How to complete this task >> Your answer is every line of the material below in which the string "method" occurs.

[Start of Attachment]

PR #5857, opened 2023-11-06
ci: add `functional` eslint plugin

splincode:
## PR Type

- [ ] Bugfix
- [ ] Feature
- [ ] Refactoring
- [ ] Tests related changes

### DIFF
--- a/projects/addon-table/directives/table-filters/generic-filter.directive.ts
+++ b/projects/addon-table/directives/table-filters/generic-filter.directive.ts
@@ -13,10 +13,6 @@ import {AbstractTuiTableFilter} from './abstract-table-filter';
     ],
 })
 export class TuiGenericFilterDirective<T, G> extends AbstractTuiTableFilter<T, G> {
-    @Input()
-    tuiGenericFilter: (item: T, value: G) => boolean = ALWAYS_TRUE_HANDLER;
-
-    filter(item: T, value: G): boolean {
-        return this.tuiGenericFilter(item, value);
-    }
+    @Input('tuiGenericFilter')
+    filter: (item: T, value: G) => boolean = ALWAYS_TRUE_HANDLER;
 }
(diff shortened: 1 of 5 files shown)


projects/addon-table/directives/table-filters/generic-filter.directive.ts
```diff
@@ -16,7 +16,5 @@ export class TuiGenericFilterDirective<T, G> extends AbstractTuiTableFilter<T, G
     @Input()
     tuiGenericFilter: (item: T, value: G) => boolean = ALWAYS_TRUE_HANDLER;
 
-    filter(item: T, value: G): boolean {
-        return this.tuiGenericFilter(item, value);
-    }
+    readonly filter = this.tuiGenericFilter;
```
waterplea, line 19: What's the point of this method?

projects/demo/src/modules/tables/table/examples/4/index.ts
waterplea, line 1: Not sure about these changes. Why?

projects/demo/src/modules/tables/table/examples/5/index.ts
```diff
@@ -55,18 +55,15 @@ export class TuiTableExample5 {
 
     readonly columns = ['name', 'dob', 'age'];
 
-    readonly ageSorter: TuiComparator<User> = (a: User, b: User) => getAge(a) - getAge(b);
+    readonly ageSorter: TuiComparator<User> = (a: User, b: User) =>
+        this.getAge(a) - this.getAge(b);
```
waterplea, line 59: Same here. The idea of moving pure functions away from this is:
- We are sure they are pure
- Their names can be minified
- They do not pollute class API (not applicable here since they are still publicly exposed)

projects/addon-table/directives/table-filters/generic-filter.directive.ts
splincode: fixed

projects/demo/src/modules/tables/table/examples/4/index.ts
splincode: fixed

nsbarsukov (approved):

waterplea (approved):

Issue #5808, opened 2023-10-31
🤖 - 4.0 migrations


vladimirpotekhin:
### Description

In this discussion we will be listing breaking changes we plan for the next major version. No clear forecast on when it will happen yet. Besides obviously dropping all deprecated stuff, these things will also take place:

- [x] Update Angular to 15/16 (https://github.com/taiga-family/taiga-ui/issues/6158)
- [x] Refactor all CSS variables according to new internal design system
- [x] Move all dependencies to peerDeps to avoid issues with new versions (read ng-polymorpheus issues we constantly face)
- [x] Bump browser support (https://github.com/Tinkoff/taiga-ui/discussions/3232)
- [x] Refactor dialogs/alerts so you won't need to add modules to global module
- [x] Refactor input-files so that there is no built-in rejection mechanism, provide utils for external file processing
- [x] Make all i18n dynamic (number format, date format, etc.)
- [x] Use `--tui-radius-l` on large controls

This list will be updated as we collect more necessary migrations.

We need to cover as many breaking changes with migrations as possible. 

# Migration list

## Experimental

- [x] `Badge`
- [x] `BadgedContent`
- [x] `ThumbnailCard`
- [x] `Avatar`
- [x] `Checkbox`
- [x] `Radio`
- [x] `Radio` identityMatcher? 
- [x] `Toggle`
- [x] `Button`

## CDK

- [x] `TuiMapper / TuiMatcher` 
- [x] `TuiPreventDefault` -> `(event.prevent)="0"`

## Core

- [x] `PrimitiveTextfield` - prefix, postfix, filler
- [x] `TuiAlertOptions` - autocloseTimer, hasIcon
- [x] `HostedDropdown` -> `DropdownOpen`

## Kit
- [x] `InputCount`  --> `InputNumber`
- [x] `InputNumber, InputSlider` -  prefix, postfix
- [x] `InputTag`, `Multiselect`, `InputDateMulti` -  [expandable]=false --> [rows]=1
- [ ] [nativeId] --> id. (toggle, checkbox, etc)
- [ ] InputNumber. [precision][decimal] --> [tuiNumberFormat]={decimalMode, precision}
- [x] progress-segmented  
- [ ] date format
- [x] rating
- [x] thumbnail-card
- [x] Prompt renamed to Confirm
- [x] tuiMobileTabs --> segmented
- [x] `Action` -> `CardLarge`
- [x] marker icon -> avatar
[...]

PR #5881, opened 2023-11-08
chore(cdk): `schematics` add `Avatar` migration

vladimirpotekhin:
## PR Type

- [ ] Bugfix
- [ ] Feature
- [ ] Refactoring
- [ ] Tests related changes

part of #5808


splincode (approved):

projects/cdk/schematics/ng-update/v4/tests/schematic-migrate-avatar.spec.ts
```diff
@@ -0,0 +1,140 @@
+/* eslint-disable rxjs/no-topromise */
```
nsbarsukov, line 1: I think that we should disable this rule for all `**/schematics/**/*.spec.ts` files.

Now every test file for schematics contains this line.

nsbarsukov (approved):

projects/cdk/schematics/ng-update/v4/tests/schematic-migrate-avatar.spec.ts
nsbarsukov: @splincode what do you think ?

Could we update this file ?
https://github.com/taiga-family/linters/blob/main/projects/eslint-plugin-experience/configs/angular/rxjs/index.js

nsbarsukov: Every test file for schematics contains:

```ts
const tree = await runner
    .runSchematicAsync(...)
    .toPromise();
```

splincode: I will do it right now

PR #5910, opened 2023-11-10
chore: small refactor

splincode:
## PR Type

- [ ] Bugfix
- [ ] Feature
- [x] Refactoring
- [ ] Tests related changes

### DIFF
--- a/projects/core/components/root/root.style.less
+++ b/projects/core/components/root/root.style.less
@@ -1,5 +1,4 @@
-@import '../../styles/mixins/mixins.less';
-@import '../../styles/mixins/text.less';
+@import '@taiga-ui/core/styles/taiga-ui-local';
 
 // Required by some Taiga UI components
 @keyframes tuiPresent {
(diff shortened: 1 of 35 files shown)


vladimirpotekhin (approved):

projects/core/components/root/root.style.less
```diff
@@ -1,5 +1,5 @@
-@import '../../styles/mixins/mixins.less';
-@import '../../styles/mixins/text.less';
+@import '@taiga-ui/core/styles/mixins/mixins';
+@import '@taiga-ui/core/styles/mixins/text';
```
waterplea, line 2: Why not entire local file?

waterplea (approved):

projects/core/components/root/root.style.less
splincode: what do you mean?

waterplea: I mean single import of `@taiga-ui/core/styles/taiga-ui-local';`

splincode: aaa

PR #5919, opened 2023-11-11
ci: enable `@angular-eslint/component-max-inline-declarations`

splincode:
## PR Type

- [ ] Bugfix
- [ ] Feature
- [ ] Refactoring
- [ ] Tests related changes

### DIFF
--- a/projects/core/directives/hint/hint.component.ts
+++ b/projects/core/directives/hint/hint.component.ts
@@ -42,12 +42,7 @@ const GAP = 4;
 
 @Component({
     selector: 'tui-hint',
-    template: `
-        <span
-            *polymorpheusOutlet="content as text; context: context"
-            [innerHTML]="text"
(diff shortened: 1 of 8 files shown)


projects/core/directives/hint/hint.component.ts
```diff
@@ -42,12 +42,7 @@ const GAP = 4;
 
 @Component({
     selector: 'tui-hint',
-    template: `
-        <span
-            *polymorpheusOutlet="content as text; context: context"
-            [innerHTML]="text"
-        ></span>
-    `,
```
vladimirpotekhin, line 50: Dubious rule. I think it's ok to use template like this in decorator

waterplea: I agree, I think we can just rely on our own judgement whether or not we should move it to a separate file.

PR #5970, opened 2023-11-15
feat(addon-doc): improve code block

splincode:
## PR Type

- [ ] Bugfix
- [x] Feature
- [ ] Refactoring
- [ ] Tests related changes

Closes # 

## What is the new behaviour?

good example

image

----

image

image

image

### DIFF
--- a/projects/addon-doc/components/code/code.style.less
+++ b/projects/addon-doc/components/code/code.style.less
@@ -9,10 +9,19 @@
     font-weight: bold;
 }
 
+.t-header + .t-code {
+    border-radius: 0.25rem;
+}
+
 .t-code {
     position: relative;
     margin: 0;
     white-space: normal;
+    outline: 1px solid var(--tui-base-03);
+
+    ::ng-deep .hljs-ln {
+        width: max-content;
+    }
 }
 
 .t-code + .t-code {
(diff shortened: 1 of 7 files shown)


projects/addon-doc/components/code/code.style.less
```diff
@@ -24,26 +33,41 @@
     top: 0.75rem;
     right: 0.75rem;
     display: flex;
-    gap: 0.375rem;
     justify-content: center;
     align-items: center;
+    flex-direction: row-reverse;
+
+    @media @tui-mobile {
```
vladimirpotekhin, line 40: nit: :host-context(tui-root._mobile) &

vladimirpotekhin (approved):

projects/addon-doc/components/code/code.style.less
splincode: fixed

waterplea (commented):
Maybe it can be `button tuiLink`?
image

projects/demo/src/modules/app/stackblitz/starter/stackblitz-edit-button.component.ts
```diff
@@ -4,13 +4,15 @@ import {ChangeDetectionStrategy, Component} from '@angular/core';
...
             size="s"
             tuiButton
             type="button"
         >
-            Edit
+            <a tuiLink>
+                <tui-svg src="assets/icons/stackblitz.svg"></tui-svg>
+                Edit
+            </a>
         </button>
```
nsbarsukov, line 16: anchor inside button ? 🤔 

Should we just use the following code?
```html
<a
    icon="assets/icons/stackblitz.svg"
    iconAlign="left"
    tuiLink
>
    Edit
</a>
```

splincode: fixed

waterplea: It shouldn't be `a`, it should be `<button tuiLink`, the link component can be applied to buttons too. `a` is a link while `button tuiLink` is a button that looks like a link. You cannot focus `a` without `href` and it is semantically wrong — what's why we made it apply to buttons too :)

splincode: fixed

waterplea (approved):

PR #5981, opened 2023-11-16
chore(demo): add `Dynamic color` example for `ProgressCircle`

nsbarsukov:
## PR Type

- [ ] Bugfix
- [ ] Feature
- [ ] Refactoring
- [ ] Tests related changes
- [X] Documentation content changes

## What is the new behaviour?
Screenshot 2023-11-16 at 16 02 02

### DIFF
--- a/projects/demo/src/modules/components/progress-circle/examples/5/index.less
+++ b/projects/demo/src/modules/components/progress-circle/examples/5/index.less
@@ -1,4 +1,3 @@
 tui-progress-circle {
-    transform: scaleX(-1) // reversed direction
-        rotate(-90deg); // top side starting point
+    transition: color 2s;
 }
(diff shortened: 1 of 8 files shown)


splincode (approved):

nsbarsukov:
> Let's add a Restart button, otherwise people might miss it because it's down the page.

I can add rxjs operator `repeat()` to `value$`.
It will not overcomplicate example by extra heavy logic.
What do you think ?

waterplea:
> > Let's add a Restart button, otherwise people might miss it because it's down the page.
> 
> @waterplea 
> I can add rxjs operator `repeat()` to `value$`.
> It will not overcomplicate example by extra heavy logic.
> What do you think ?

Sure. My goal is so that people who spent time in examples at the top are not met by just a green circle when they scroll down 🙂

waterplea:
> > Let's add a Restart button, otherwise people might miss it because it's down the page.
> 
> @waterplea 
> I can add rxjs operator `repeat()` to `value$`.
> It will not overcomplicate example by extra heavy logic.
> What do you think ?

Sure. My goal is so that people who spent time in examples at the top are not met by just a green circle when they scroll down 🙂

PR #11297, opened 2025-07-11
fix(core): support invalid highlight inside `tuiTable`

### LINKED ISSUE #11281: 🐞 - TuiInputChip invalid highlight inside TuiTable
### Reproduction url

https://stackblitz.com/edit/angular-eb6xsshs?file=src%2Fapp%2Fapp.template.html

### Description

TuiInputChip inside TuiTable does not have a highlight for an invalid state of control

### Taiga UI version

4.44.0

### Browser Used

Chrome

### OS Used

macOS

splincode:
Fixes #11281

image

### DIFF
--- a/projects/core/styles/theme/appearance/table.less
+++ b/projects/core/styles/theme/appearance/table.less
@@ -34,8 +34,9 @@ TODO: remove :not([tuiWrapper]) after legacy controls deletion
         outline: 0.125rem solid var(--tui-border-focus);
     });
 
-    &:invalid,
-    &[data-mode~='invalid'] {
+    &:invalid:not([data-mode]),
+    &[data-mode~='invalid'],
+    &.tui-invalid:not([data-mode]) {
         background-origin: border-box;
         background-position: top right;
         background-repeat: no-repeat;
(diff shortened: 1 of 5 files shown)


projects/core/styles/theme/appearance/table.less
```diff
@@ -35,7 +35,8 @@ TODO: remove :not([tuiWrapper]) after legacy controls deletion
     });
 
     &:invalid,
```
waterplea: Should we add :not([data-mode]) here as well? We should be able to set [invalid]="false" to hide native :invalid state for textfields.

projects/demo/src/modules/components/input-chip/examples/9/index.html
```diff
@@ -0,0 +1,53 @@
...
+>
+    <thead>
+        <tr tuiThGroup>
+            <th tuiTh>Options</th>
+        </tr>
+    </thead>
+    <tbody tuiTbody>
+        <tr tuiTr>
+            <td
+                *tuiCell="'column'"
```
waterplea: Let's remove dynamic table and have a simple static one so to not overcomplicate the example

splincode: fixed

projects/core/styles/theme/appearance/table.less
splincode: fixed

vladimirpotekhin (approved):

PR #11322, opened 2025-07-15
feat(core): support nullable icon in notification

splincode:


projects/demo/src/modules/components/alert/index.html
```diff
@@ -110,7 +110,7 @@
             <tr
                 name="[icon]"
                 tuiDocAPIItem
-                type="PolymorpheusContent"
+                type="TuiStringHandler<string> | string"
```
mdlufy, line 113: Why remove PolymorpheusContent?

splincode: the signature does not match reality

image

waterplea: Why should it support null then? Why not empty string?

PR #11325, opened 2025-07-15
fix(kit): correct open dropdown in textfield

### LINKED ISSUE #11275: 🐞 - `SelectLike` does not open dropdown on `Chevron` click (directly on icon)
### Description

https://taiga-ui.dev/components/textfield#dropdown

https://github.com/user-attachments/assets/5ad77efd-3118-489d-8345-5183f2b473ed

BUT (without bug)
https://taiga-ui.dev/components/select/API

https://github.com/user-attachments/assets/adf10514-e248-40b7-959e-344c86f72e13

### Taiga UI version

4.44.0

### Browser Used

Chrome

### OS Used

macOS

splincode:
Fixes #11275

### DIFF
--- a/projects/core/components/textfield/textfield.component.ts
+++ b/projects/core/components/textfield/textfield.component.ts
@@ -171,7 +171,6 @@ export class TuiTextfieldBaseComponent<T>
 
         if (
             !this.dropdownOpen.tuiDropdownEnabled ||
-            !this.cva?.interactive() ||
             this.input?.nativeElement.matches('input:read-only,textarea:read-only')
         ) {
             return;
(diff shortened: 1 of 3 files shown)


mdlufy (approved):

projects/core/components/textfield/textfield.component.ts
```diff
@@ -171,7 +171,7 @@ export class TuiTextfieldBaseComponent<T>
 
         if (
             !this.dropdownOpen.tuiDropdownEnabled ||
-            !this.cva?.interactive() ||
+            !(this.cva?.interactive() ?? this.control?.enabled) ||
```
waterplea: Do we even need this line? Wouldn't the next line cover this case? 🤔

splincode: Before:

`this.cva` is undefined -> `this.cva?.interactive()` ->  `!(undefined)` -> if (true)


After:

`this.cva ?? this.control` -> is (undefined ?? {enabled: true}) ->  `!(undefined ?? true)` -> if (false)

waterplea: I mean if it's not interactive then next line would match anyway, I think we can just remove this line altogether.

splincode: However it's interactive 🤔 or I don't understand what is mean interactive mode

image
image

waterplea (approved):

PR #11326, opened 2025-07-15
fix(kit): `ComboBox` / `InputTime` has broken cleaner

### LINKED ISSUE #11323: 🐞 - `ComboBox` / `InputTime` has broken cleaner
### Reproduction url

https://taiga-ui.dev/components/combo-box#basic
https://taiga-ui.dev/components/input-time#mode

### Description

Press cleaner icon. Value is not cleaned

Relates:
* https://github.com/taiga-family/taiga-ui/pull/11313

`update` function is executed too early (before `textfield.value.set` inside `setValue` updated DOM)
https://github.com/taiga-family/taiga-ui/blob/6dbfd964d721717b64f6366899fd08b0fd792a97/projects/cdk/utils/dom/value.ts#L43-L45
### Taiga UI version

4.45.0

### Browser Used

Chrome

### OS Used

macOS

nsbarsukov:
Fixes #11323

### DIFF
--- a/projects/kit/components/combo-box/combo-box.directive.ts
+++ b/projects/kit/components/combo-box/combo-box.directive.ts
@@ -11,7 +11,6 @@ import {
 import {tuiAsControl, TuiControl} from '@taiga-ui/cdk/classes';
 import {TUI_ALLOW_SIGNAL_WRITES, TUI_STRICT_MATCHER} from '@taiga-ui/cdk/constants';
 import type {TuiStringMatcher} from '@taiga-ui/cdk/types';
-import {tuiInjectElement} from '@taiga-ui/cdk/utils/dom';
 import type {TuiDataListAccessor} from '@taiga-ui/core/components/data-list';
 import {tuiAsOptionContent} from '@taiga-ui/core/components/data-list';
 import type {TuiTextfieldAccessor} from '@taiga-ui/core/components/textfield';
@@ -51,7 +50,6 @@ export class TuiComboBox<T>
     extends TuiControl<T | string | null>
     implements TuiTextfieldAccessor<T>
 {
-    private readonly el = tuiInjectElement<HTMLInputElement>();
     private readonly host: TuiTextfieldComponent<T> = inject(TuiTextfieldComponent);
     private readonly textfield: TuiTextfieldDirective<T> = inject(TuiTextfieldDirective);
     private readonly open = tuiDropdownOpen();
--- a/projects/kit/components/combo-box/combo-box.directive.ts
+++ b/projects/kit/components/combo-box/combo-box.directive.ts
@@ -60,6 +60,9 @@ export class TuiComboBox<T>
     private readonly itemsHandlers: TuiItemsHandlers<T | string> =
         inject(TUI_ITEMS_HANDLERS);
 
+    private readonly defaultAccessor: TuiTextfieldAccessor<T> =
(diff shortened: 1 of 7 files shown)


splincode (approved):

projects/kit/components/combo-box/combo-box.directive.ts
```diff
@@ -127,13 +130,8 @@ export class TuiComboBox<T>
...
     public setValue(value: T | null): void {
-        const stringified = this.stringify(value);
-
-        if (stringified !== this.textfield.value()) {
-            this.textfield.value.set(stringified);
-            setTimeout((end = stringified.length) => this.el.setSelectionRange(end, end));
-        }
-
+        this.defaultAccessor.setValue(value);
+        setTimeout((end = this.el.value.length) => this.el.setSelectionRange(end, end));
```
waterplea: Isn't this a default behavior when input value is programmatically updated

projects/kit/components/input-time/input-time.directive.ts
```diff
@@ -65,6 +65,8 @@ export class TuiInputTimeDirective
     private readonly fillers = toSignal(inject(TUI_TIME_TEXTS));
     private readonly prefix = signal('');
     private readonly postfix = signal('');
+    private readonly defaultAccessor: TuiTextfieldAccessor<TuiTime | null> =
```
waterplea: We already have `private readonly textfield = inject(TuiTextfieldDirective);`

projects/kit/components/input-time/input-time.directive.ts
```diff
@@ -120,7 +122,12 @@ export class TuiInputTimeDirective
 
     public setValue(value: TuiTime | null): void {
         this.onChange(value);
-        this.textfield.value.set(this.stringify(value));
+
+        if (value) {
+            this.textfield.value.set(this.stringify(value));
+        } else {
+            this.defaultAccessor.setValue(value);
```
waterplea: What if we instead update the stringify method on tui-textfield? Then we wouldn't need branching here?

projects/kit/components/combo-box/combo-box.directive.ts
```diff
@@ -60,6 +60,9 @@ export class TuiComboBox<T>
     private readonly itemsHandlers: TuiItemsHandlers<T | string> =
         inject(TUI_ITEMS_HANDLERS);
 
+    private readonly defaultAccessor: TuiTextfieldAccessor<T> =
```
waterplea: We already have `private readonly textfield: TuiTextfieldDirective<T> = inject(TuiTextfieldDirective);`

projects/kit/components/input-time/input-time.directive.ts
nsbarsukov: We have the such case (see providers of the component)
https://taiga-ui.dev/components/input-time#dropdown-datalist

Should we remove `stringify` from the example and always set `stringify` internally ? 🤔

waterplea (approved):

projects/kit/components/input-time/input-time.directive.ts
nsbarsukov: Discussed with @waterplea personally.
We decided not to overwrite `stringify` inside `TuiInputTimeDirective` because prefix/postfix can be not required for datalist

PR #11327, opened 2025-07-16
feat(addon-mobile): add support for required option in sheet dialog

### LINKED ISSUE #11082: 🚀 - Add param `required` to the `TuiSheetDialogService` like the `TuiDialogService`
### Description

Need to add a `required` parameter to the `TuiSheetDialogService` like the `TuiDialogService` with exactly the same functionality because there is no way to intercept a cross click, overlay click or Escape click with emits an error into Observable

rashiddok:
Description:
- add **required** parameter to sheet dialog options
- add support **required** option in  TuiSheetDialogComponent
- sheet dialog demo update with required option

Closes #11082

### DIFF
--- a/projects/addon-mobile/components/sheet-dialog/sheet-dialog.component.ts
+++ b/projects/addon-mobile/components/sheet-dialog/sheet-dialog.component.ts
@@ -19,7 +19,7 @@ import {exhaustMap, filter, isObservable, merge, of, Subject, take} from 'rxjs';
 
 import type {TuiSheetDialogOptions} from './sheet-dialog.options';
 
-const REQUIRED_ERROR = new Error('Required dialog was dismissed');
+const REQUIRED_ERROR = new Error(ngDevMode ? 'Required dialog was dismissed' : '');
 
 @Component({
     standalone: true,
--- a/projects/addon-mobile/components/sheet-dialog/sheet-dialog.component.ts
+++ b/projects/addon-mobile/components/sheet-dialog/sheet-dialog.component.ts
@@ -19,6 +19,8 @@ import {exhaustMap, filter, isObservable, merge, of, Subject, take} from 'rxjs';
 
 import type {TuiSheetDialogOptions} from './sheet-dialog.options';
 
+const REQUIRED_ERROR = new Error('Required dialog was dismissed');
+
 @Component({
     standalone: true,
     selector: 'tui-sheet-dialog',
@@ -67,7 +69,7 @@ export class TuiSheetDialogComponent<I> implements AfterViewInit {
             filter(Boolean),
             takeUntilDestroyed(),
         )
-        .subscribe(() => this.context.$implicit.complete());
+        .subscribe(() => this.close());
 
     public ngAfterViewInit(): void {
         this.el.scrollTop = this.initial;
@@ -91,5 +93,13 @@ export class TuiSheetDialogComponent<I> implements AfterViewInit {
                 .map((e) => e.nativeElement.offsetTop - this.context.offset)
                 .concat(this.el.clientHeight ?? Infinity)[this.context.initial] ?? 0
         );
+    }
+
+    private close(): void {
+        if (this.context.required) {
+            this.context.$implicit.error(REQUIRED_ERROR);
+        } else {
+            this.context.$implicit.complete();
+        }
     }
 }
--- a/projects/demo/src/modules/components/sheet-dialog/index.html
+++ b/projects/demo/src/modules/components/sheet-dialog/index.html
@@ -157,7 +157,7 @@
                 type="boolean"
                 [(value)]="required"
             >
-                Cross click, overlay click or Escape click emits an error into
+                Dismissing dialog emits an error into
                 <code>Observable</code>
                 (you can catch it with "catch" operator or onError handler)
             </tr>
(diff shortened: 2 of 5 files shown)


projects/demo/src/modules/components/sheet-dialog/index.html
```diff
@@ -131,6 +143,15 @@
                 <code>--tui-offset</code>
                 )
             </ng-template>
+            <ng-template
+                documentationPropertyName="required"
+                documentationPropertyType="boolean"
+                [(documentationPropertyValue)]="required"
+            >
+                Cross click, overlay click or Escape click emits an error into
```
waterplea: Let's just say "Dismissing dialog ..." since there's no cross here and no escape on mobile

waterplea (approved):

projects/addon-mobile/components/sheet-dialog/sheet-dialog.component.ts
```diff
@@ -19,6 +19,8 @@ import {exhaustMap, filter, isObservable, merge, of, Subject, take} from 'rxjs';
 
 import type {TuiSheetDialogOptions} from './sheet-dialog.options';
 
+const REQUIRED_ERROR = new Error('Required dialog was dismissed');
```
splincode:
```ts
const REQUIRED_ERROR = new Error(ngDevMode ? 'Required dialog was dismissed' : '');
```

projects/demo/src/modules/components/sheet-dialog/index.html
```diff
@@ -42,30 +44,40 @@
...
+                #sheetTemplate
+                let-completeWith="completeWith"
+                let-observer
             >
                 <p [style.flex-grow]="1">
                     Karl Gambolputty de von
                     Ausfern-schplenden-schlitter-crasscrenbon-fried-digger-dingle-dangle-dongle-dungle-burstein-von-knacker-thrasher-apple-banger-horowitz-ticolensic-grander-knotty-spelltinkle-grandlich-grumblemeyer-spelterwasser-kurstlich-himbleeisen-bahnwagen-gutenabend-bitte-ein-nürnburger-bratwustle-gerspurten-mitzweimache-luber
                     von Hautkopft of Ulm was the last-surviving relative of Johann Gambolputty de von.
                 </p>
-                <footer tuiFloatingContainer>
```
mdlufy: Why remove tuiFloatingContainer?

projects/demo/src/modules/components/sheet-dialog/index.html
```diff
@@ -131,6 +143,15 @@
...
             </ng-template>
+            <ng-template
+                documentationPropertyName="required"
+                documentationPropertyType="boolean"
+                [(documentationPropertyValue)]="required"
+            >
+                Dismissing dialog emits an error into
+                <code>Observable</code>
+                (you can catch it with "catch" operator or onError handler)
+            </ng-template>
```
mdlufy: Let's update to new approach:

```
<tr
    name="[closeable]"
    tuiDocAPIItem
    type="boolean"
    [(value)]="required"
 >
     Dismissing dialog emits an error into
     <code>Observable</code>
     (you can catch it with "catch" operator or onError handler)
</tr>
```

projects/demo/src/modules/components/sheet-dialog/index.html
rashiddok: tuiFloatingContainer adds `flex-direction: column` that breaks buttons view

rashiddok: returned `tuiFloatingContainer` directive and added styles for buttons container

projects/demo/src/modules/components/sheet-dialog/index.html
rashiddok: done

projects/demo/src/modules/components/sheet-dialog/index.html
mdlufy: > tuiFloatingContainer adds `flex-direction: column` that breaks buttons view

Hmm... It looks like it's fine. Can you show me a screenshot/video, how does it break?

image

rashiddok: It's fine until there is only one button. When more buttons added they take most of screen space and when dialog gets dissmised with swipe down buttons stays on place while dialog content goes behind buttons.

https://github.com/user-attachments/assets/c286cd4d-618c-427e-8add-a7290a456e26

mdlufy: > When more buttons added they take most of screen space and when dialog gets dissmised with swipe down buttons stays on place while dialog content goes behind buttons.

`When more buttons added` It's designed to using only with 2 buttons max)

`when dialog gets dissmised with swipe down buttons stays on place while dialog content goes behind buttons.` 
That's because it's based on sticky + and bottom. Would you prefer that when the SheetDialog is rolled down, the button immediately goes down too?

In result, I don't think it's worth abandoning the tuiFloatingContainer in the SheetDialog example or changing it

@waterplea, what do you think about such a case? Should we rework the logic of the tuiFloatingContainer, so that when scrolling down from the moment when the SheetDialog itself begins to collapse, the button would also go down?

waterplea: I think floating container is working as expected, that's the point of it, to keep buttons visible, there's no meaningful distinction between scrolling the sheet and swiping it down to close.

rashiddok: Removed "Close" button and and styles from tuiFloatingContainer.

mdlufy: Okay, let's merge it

[End of Attachment]

Your solution >>
waterplea, line 19: What's the point of this method?
waterplea: What if we instead update the stringify method on tui-textfield? Then we wouldn't need branching here?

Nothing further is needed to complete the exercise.